What’s in a Lab Pack?

First, let’s explore what makes up a lab pack. The term lab pack is self-explanatory, reflecting the chemicals, substances, and waste products laboratories generate and need packed away and disposed of. That said, the lab pack itself is a simple thing. It’s a container, most often a 55-gallon steel or fiber drum, containing smaller canisters of chemicals separated according to their status as hazardous materials—including oxidizers, flammable materials, acids, and others.

Vermiculite surrounds each canister within the drum for added safety. Vermiculite is an absorbent material frequently used in insulation. Its squishiness and absorbency are great for keeping hazardous materials dry, preventing contact with water and other chemicals, and reducing the risk of heavy jarring or jostling. Labels, applied to the lab packs after packing and sealing, indicate their contents. Finally, the packs are ready for shipping. Those shipping the lab packs should organize and consolidate them before shipping them to their destinations, whether the destination is long-term storage, the landfill, or other disposal process—such as incineration, neutralization, stabilization, blending, or another method.

What Materials Go in a Lab Pack?

We’ve touched on the characteristics of several examples of hazardous waste already, but they break down into four main types—ignitable waste, corrosive waste, reactive waste, and toxic waste. These types of waste can include all sorts of chemicals and objects containing such chemicals. Specifically, hazardous waste that one must put into lab packs before transporting them includes:

  • Ignitable or Flammable Materials: Briefly, these are items that can catch fire. Their flashpoint—that is, the lowest temperature at which there will be enough flammable vapor to catch fire—must be below 140 degrees Fahrenheit.
  • Corrosive Materials: These materials include acids, bases, and other chemicals that can corrode metal, cause burns to skin, and otherwise eat away at other materials. They can also cause leaks, which can lead to greater and more dangerous reactions.
  • Reactive Materials: Reactive hazardous waste are substances that can have bad reactions when exposed to air, water, heat, pressure, shocks, friction, or some other chemical catalyst. As such, labs must isolate and contain them.
  • Toxic Materials: These materials may seem self-explanatory, but they are substances that cause injury or death if ingested, inhaled, or touched. They also run the risk of poisoning plant and animal life and water sources if they contact them.

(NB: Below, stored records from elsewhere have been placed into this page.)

PR #974, opened 2021-02-04
chore: improve readme.md in the packages

FrankEssenberger:
Improved the README.md files in the packages.
I will try to automatically put this with some placeholder like oclif does it.
Since a few of the old script files are JS and the new ones are TS I wanted to make the `util.js` als a TS file.

The only non TS part is the github action so I transpiled the script for that use case. I think you will never touch this really.


FrankEssenberger:
Please go ahead and review.

scripts/util.ts
```diff
@@ -0,0 +1,44 @@
...
+    cwd: resolve(__dirname, '../')
+  });
+  return JSON.parse(response.stdout) as LernaModule[];
+}
+
+export async function getNonTestLernaModules(): Promise<LernaModule[]> {
+  const response = await execa('lerna', ['list', '--json', '-a'], {
+    cwd: resolve(__dirname, '../')
+  });
+  return (JSON.parse(response.stdout) as LernaModule[]).filter(
```
jjtang1985, line 34:
```suggestion
  getAllLernaModules().filter(
```

jjtang1985 (changes requested):
My major concern is the `util.ts`, which is used by the js scripts.

packages/core/README.md
```diff
@@ -4,13 +4,18 @@
...
+
+## Installation
 ```
 $ npm install @sap-cloud-sdk/core
 ```
 
-### Usage
-The core is the heart of the SAP Cloud SDK and contains the functionality that is essential to every project powered by the SDK. Any OData client built by the SAP Cloud SDK, be it the VDM or clients built by the generator are using the core. We recommend to install this in addition to your clients.
+## Usage
+
```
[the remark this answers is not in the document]
FrankEssenberger: I am not sure what you mean. Shout we do have no empty line after or before the `## Usage`?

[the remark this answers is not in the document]
jjtang1985: It's hard to see the difference from my suggested change, but you added a new empty line (line 13) after the `## Usage`. I guess we should delete it.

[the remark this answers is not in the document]
FrankEssenberger: ok there is a single empty line now so I guess this is fine.

FrankEssenberger:
> My major concern is the `util.ts`, which is used by the js scripts.

I changed all script files to `ts` now. Only in the github action this is not supported so I transpiled the one small `getChangelog` method. I executed the transpiled method and it gave the expected result so I hope I did not break something.

.github/actions/get-changelog/action.yml
```diff
@@ -5,4 +5,4 @@ outputs:
     description: 'The current changelog'
 runs:
   using: 'node12'
-  main: 'index.js'
+  main: 'transpiled/.github/actions/get-changelog/index.js'
```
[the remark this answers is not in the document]
marikaner: Also, it would be great if we wouldn't transpile .d.ts files

packages/analytics/README.md
```diff
@@ -1,5 +1,39 @@
...
 # cloud-sdk-analytics
 
 This package contains the code we use for collecting usage data.
 Please note that usage analytics is disabled by default, i.e. you need to explicitly opt-in for data to be collected.
-For more information on how to opt-in and which data is collected, please refer to [this document](https://github.com/SAP/cloud-sdk-cli/blob/main/usage-analytics.md).
+For more information on how to opt-in and which data is collected, please refer to [this document](https://github.com/SAP/cloud-sdk-js/blob/main/packages/analytics/usage-analytics.md).
+
+
+<!-- This block is inserted by scripts/copy-generic-readme.ts and not oclif like the commands block --> 
+<!--genericPart-->
```
marikaner, line 11: Maybe instead of an additional comment give it a more speaking name? E. g. `<!-- sap-cloud-sdk-common-readme -->`. In addition you could call the script `replace-common-readme.ts` to correspond to this.

marikaner: BTW, I think an additional comment can make sense to warn us not to change the generated part. In that case, it should be part of what is generated. But I think this might be overkill.

packages/openapi-generator/README.md
```diff
@@ -1,17 +1,18 @@
-## SAP Cloud SDK OpenAPI Client Generator (Beta)
+<a href="https://sap.com/s4sdk"><img src="https://help.sap.com/doc/2324e9c3b28748a4ae2ad08166d77675/1.0/en-US/logo-with-js.svg" alt="SAP Cloud SDK for JavaScript Logo" height="122.92" width="226.773"/></a>
```
marikaner, line 1: BTW this could also be replaced, right? `<!-- sap-cloud-sdk-logo -->`

packages/openapi-generator/package.json
```diff
@@ -38,8 +38,9 @@
     ]
   },
   "scripts": {
-    "compile": "yarn tsc -b && oclif-dev readme && cp -r -f src/templates dist",
+    "compile": "yarn tsc -b && cp -r -f src/templates dist",
     "prepare": "yarn compile",
+    "readme": "oclif-dev readme",
```
marikaner, line 43: This should be run automatically somewhere, so that we can't forget to update it.

scripts/GENERIC-README-PART.md
```diff
@@ -0,0 +1,27 @@
+## Support
```
marikaner, line 1: Minor: Consider renaming it to `COMMON-README.md`. "Generic" has a slightly different tone.

marikaner (changes requested):
I absolutely love the idea of replacing the common parts in the readme!
I have some minor renaming suggestions and a few suggestions regarding the transpilation of the get-changelog action.

packages/openapi-generator/README.md
FrankEssenberger: yes good idea.

scripts/GENERIC-README-PART.md
FrankEssenberger: yes

packages/openapi-generator/package.json
FrankEssenberger: yes. I will include it in the postinstall step, ok?

packages/analytics/README.md
FrankEssenberger: I added a `Do not adjust it manually part`

.github/actions/get-changelog/action.yml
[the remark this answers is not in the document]
FrankEssenberger: I removed the .d.ts files. However I can not get lesser deep folder structure. If I put the root dir to the action, it is es desired from the folder structure but the compiler complains because not all source files are under root. The `rootDirs` make the import easier but they do not change the generated result. What would work is making a proper module out of the script files folder, but this seems a bit too much effort.

package.json
```diff
@@ -1,6 +1,6 @@
 {
   "name": "sap-cloud-sdk",
-  "version": "1.37.1",
+  "version": "1.37.0",
```
jjtang1985, line 3:
```suggestion
  "version": "1.37.1",
```

jjtang1985 (changes requested):
👍 for switching to `.ts` files. Only missing one package json version update.

jjtang1985 (approved):

packages/openapi-generator/package.json
marikaner: I think that should be ok

.github/actions/get-changelog/action.yml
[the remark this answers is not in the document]
marikaner: I agree. Still, consider transpiling it to `dist`.

packages/analytics/README.md
```diff
@@ -1,5 +1,42 @@
...
 # cloud-sdk-analytics
 
 This package contains the code we use for collecting usage data.
 Please note that usage analytics is disabled by default, i.e. you need to explicitly opt-in for data to be collected.
-For more information on how to opt-in and which data is collected, please refer to [this document](https://github.com/SAP/cloud-sdk-cli/blob/main/usage-analytics.md).
+For more information on how to opt-in and which data is collected, please refer to [this document](https://github.com/SAP/cloud-sdk-js/blob/main/packages/analytics/usage-analytics.md).
+
+
+<!-- This block is inserted by scripts/copy-generic-readme.ts and not oclif like the commands block. Do not adjust it manually. --> 
+<!--sapCloudSdkCommonReadme-->
```
marikaner, line 14: What do you think about moving the comment into the generated block? Because currently I think you are adding it manually everywhere, which might be a bit annoying.
```suggestion
<!--sapCloudSdkCommonReadme-->
<!-- This block is inserted by scripts/copy-generic-readme.ts and not oclif like the commands block. Do not adjust it manually. --> 
```

scripts/util.ts
```diff
@@ -0,0 +1,41 @@
...
+    cwd: resolve(__dirname, '../')
+  });
+  return JSON.parse(response.stdout) as LernaModule[];
+}
+
+export async function getNonTestLernaModules(): Promise<LernaModule[]> {
+  return (await getAllLernaModules()).filter(
+    module => !module.location.includes('test-packages')
+  );
+}
```
marikaner, line 34: Consider renaming:
```suggestion
export async function getProductiveLernaModules(): Promise<LernaModule[]> {
  return (await getAllLernaModules()).filter(
    module => !module.location.includes('test-packages')
  );
}
```

scripts/replace-common-readme.ts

Getting even more specific, chemicals that require lab packing can include medical waste, aerosols and compressed gases, radioactive materials, cleaners and disinfectants, strippers and solvents, reagents, drugs, dyes and paints, unidentified substances, and more. A comprehensive list is impossible for the purposes of this article, but those previously mentioned should cover the gist of it. In short, lab packing is necessary to keep such substances stable and out of contact with each other to avoid explosions, fires, poisoning, and other negative reactions.

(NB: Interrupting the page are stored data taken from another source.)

PR #978, opened 2021-02-06
fix: shared entity type as return type of function/action

jjtang1985:
When an entity type is shared by multiple entity sets and is used as return type of a(n) function/action import, we pick the first entity set currently, which is wrong.

In this PR, an error will be thrown for this case as a known issue.
In the future, using `executeRaw` is the recommended approach.

- [x] ~~As always, the vdm is adjusted manually first, once approved, the generator will be adjusted.~~

~~This PR should be merged after https://github.com/SAP/cloud-sdk-js/pull/1067.~~


packages/core/src/odata-v4/request-builder/function-import-request-builder.spec.ts
```diff
@@ -17,4 +23,16 @@ describe('FunctionImportRequestBuilder', () => {
       `NonNullableStringParam='${params.nonNullableStringParam}'`
     );
   });
+
+  it('throws an error when shared entity type is used as return type', async () => {
```
jjtang1985, line 27: Test for showing the error message.

packages/core/test/test-util/test-services/v4/test-service/function-imports.ts
```diff
@@ -87,6 +89,46 @@ export function testFunctionImportEntityReturnTypeCollection(parameters: TestFun
...
+ * @param parameters - Object containing all parameters for the function import.
+ * @returns A request builder that allows to overwrite some of the values and execute the resultng request.
+ */
+export function testFunctionImportSharedEntityReturnType(parameters: TestFunctionImportSharedEntityReturnTypeParameters): FunctionImportRequestBuilderV4<TestFunctionImportSharedEntityReturnTypeParameters, any> {
+  const params = {
+
+  }
+
+  return new FunctionImportRequestBuilderV4('/sap/opu/odata/sap/API_TEST_SRV', 'TestFunctionImportSharedEntityReturnType', (data) => throwErrorWhenReturnTypeIsUnionType('TestFunctionImportSharedEntityReturnType'), params);
+}
```
jjtang1985, line 110: The function import adjusted manually, where the return type is set to `any` and the deserialise function is replaced by a function that throws an error: `throwErrorWhenReturnTypeIsUnionType`;

test-resources/odata-service-specs/v4/API_TEST_SRV/API_TEST_SRV.edmx
```diff
@@ -224,6 +239,10 @@
           <NavigationPropertyBinding Path="to_OtherMultiLink" Target="A_TestEntityMultiLink"/>
           <NavigationPropertyBinding Path="to_SingleLink" Target="A_TestEntitySingleLink"/>
         </EntitySet>
+        <EntitySet Name="A_TestEntitySharesEntityType1" EntityType="API_TEST_SRV.A_TestEntityTypeToBeShared" sap:content-version="1">
+        </EntitySet>
+        <EntitySet Name="A_TestEntitySharesEntityType2" EntityType="API_TEST_SRV.A_TestEntityTypeToBeShared" sap:content-version="1">
+        </EntitySet>
```
jjtang1985, line 245: These two entity sets share the same entity type `API_TEST_SRV.A_TestEntityTypeToBeShared`

test-resources/odata-service-specs/v4/API_TEST_SRV/API_TEST_SRV.edmx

Other Rules and Regulations

The DOT handles the rules on lab packing and disposal because labs will be transporting the materials by vehicle, train, or other methods. However, the Environmental Protection Agency (EPA) also has a say in ensuring labs and other businesses handle, store, and dispose of hazardous materials properly. The EPA’s satellite location in the state or states through which hazardous materials travel may also require other rules or the issuance of permits for transportation. What’s more, those who prepare lab packs must receive training and certification to comply with the above rules. Those who prepare the packs must also wear the correct personal protective equipment (PPE) while handling and packing the waste. Lab pack labels must feature the lab pack’s contents, the name and address of the shipper, contact information for all parties involved, and similar identification in case of emergencies.

Lab Packing…Who Needs It?

As it turns out, many companies do, and they’re not all laboratories in the classic sense of bubbling beakers, test tubes, and Erlenmeyer flasks.

  • Colleges, universities, and high schools: Their science labs usually generate their share of hazardous wastes that they can’t just pour down the drain or toss out with the trash. Special waste-hauling professionals can lab pack the byproducts of all those students’ experiments and take them away.
  • Healthcare Facilities: Labs exist in hospitals, clinics, and other places where the sick seek treatment. Some of the above hazardous wastes need disposal, as do materials that encounter pathogens. Some items like used syringes and other sharps require special handling and disposal, though they may not require lab packing.
  • Manufacturers: Industrial waste is an ongoing concern. While it was common practice for factories and other facilities to dump their waste around the property or pour it into nearby bodies of water, clearly, that’s not the best solution. Lab packing bundles up and carts off waste that can harm the environment and the surrounding community.
  • Dry cleaners: Yes, even cleaners produce their share of hazardous waste. They must lab pack, remove, and dispose of used chemical solutions like perchloroethylene elsewhere where it can’t harm anyone.

Looking for a Lab Pack Company?

We’ve learned about four materials that can be transported in a lab pack, specific substances that fit the bill, who sets the rules for lab packing, and who has the most need for it. Contact us for a consultation today if you have questions about lab pack services and other industrial cleaning services and solutions. We’ve been in business for over 30 years. Though our headquarters is in South Carolina, we offer our services to companies and organizations across the United States of America. Visit our website for more information on our services and expertise!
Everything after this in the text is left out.